Dataset records
PR #2721, opened 2017-04-30
Fix indexing beyond vector length in nth() hybrid handler

### LINKED ISSUE #2673: Segmentation fault when using summarise()
The following code doesn't make much sense, but it creates a segmentation fault:

```r
df <- data.frame(id = c(1, 2, 3, 3, 4),
                 color = c(NA, "blue", "red", "blue", NA),
                 stringsAsFactors = FALSE)

df%>% 
  group_by(id) %>% 
  summarise(color = color[1],
            color2 = first(color))
```
I use R 3.3.3 and dplyr 0.5.0, but I'm told that it's the same with the dev version.

Original SO question: http://stackoverflow.com/q/43421152/6656269

lionel-:
Closes #2673

### DIFF
--- a/tests/testthat/test-hybrid.R
+++ b/tests/testthat/test-hybrid.R
@@ -275,6 +275,20 @@ test_that("first(), last(), and nth() work", {
   )
 })
 
+test_that("nth(), first(), etc can subset beyond the vector length (#2673)", {
+  df <- tibble(g = c(1, 1, 2), x = c("a", "b", "c"))
+  out <- group_by(df, g) %>%
+    summarise(
+      x = x[1],
+      x2 = first(x)
+    )
+  expect_identical(out, tibble(
+    g = c(1, 2),
+    x = c("a", "c"),
+    x2 = c("a", NA)
+  ))
+})
+
 test_that("lead() and lag() work", {
   check_hybrid_result(
     list(lead(a)), a = 1:5,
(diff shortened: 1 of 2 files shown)


tests/testthat/test-hybrid.R
```diff
@@ -275,6 +275,20 @@ test_that("first(), last(), and nth() work", {
...
+  out <- group_by(df, g) %>%
+    summarise(
+      x = x[1],
+      x2 = first(x)
+    )
+  expect_identical(out, tibble(
+    g = c(1, 2),
+    x = c("a", "c"),
+    x2 = c("a", NA)
+  ))
```
hadley: I don't get why the second value should be NA. What am I missing?

lionel-: oops I got confused at some point. We should update the group indices after each summarise operation. This will require a more complex fix.

lionel-: hrm, that's a tough design issue :/

The group indices are dataframe-wise, not column-wise. Maybe we should fix that as part of a rethinking of hybrid evaluation for dplyr 0.7? Or can you think of an easy fix @krlmlr?

krlmlr: The hybrid handlers already handle summary variables in many cases, but not in the case described here. Summary variables contain one item per group in the order of the groups, this is usually less than the original number of items. This triggers the segfault we were seeing here. A simple remedy is to fall back to regular evaluation, which now works thanks to the overscope. We could also fix the hybrid handlers to always support summary variables, but I think this unnecessarily complicates the proble (#2312); to the contrary, I think we should stop supporting them altogether.

lionel-: > to the contrary, I think we should stop supporting summary variables in the hybrid handlers, and always fall back to regular evaluation.

Thanks this seems like the right short term move.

What this task involves:
Print the data in full. Match it exactly.

Exercise result:
PR #2721, opened 2017-04-30
Fix indexing beyond vector length in nth() hybrid handler

### LINKED ISSUE #2673: Segmentation fault when using summarise()
The following code doesn't make much sense, but it creates a segmentation fault:

```r
df <- data.frame(id = c(1, 2, 3, 3, 4),
                 color = c(NA, "blue", "red", "blue", NA),
                 stringsAsFactors = FALSE)

df%>% 
  group_by(id) %>% 
  summarise(color = color[1],
            color2 = first(color))
```
I use R 3.3.3 and dplyr 0.5.0, but I'm told that it's the same with the dev version.

Original SO question: http://stackoverflow.com/q/43421152/6656269

lionel-:
Closes #2673

### DIFF
--- a/tests/testthat/test-hybrid.R
+++ b/tests/testthat/test-hybrid.R
@@ -275,6 +275,20 @@ test_that("first(), last(), and nth() work", {
   )
 })
 
+test_that("nth(), first(), etc can subset beyond the vector length (#2673)", {
+  df <- tibble(g = c(1, 1, 2), x = c("a", "b", "c"))
+  out <- group_by(df, g) %>%
+    summarise(
+      x = x[1],
+      x2 = first(x)
+    )
+  expect_identical(out, tibble(
+    g = c(1, 2),
+    x = c("a", "c"),
+    x2 = c("a", NA)
+  ))
+})
+
 test_that("lead() and lag() work", {
   check_hybrid_result(
     list(lead(a)), a = 1:5,
(diff shortened: 1 of 2 files shown)


tests/testthat/test-hybrid.R
```diff
@@ -275,6 +275,20 @@ test_that("first(), last(), and nth() work", {
...
+  out <- group_by(df, g) %>%
+    summarise(
+      x = x[1],
+      x2 = first(x)
+    )
+  expect_identical(out, tibble(
+    g = c(1, 2),
+    x = c("a", "c"),
+    x2 = c("a", NA)
+  ))
```
hadley: I don't get why the second value should be NA. What am I missing?

lionel-: oops I got confused at some point. We should update the group indices after each summarise operation. This will require a more complex fix.

lionel-: hrm, that's a tough design issue :/

The group indices are dataframe-wise, not column-wise. Maybe we should fix that as part of a rethinking of hybrid evaluation for dplyr 0.7? Or can you think of an easy fix @krlmlr?

krlmlr: The hybrid handlers already handle summary variables in many cases, but not in the case described here. Summary variables contain one item per group in the order of the groups, this is usually less than the original number of items. This triggers the segfault we were seeing here. A simple remedy is to fall back to regular evaluation, which now works thanks to the overscope. We could also fix the hybrid handlers to always support summary variables, but I think this unnecessarily complicates the proble (#2312); to the contrary, I think we should stop supporting them altogether.

lionel-: > to the contrary, I think we should stop supporting summary variables in the hybrid handlers, and always fall back to regular evaluation.

Thanks this seems like the right short term move.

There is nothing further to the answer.